PR #852, opened 2020-11-25
Add sage script for generating scalar_split_lambda constants

real-or-random:
cc @roconnor-blockstream


roconnor-blockstream:
I recommend trying `LLL` to `replace find_split_constants_explicit_tof`.

Add/replace the BETA and LAMBDA assertions with an assertion that the value is a root of `X^2 + X + 1`.

real-or-random:
> I recommend trying `LLL` to `replace find_split_constants_explicit_tof`.

I think the current one is more instructive... I don't know, I don't want to spend a lot of time on this.

roconnor-blockstream:
I'm not really familiar with sage, and I haven't tested this PR, but it is okay by me.

sage/gen_split_lambda_constants.sage
```diff
@@ -0,0 +1,97 @@
...
+    B1, B2 = -B1, -B2
+
+    return A1, B1, A2, B2
+
+A1, B1, A2, B2 = find_split_constants_explicit_tof()
+
+# For extra fun, use an independent method to recompute the constants
+assert (A1, B1, A2, B2) == find_split_constants_gauss()
+
+assert A1*B2 - B1*A2 == N
```
roconnor-blockstream, line 56: If you want to add a comment, I think it would be that this determinant check is verifying that the vectors, um, bound? surround? a fundamental domain (of the ring homomorphism from Z[-1/2+i*sqrt(3)/2] to Zn).

roconnor-blockstream: If you move this assertion below the next two you could argue that this is proving that the two vectors are not only in the kernel but generate the kernel as well and phrase the comment that way.

(note the determinant also proves the vectors are linearly independent by being non-zero).

real-or-random: > If you want to add a comment, I think it would be that this determinant check is verifying that the vectors, um, bound? surround? a fundamental domain (of the ring homomorphism from Z[-1/2+i*sqrt(3)/2] to Zn).

Can you suggest a wording? I hadn't heard "fundamental domain" before in my life.

> If you move this assertion below the next two you could argue that this is proving that the two vectors are not only in the kernel but generate the kernel as well and phrase the comment that way.
> 
> (note the determinant also proves the vectors are linearly independent by being non-zero).

Indeed, that's easier. But we could still say why it's exactly n.

roconnor-blockstream: I don't know.  Maybe I'd say, "Check that he parallelogram generated by <A1, A2> and <B1,B2> is a fundamental domain that contains exactly N points."

roconnor-blockstream:
Another check to add is that `lambda*P = <beta*P.x, y>`.  Checking for `P=G` is probably sufficient.  The point is that the two roots of X^2+X+1 in Zn and Zp need to be matched up in accordance to the group operation on the secp256k1 curve.

sage/gen_split_lambda_constants.sage
```diff
@@ -0,0 +1,97 @@
...
+    return max(map(abs, v))
+
+def gauss_reduction(i1, i2):
+    v1, v2 = i1.copy(), i2.copy()
+    while True:
+        if inf_norm(v2) < inf_norm(v1):
+            v1, v2 = v2, v1
+        m = round( (v1[0]*v2[0] + v1[1]*v2[1]) / inf_norm(v1)**2 )
+        if m == 0:
+            return (v1, v2)
```
sipa, line 14: No need for parentheses.

sage/gen_split_lambda_constants.sage
```diff
@@ -0,0 +1,97 @@
...
+
+def find_split_constants_gauss():
+    """Find constants for secp256k1_scalar_split_lamdba using gauss reduction."""
+    (v11, v12), (v21, v22) = gauss_reduction([0, N], [1, int(LAMBDA)])
+
+    # We use related vectors in secp256k1_scalar_split_lambda
+    A1, B1 = -v21, -v11
+    A2, B2 = v22, -v21
+
+    return (A1, B1, A2, B2)
```
sipa, line 26: No need for parentheses.

sage/gen_split_lambda_constants.sage
```diff
@@ -0,0 +1,97 @@
...
+
+A1, B1, A2, B2 = find_split_constants_explicit_tof()
+
+# For extra fun, use an independent method to recompute the constants
+assert (A1, B1, A2, B2) == find_split_constants_gauss()
+
+assert A1*B2 - B1*A2 == N
+
+# Check that (A1, B1) and (A2, B2) are in the kernel
+assert Z(A1 + LAMBDA*B1) == Z(0)
```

*What to do*. Every line containing the word "trying" must be copied from the material above.

*Answer to the exercise*.
I recommend trying `LLL` to `replace find_split_constants_explicit_tof`.
> I recommend trying `LLL` to `replace find_split_constants_explicit_tof`.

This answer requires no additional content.